PR #1906, opened 2025-07-02
Add routing for RabbitMQ sink

RTLS:
## Summary
- add RabbitMQ routing schema and pipeline updates
- update sink config and factories
- support rabbitmq routing in frontend forms and docs
- document routing options for RabbitMQ

------
https://chatgpt.com/codex/tasks/task_e_6864906ebf28832cb60d8470932f52b3

### DIFF
--- a/lib/sequin/runtime/rabbitmq_pipeline.ex
+++ b/lib/sequin/runtime/rabbitmq_pipeline.ex
@@ -3,6 +3,7 @@ defmodule Sequin.Runtime.RabbitMqPipeline do
   @behaviour Sequin.Runtime.SinkPipeline
 
   alias Sequin.Error
+  alias Sequin.Runtime.Routing
   alias Sequin.Runtime.SinkPipeline
   alias Sequin.Sinks.RabbitMq
 
@@ -31,9 +32,9 @@ defmodule Sequin.Runtime.RabbitMqPipeline do
     %{consumer: consumer, test_pid: test_pid} = context
     setup_allowances(test_pid)
 
-    consumer_messages = Enum.map(messages, & &1.data)
+    routed_messages = Routing.route_and_transform_messages(consumer, Enum.map(messages, & &1.data))
 
-    case RabbitMq.send_messages(consumer, consumer_messages) do
+    case RabbitMq.send_messages(consumer, routed_messages) do
       :ok ->
         {:ok, messages, context}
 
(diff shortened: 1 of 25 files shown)


lib/sequin/runtime/rabbitmq_pipeline.ex
```diff
@@ -31,7 +32,10 @@ defmodule Sequin.Runtime.RabbitMqPipeline do
     %{consumer: consumer, test_pid: test_pid} = context
     setup_allowances(test_pid)
 
-    consumer_messages = Enum.map(messages, & &1.data)
+    routing_infos = Routing.route_messages(consumer, Enum.map(messages, & &1.data))
```
davoclavo: ~It seems we are not currently running transform functions for RMQ!~ [nvm, we are executing transforms in client.ex](https://github.com/sequinstream/sequin/blob/davoclavo/feat/add_sns_routing_sink/lib/sequin/sinks/rabbitmq/client.ex#L92-L94)

 perhaps its worth moving that here via `Routing.route_and_transform_messages` and removing that from the client?

lib/sequin/sinks/rabbitmq/client.ex
```diff
@@ -47,15 +47,21 @@ defmodule Sequin.Sinks.RabbitMq.Client do
...
+  defp publish_message(
+         %SinkConsumer{sink: %RabbitMqSink{} = sink} = consumer,
+         message,
+         routing_info,
+         %AMQP.Channel{} = channel
+       ) do
     # https://hexdocs.pm/amqp/AMQP.Basic.html#publish/5-options
-    # FIXME: message.id should not be relied on?
-    opts = [message_id: to_string(message.id), content_type: "application/json"]
+    exchange = routing_info.exchange || sink.exchange
```
davoclavo: I think this default is already covered by `def route_consumer`? unless you are thinking of also adding a default for dynamic routing functions?

lib/sequin/runtime/rabbitmq_pipeline.ex
RTLS: great catch! this is a good cleanup

lib/sequin/sinks/rabbitmq/client.ex
RTLS: yes good catch!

* **Task to carry out**: The answer must be a single number: the count of lines in the entries that include "AMQP".

* **Completed task**: 2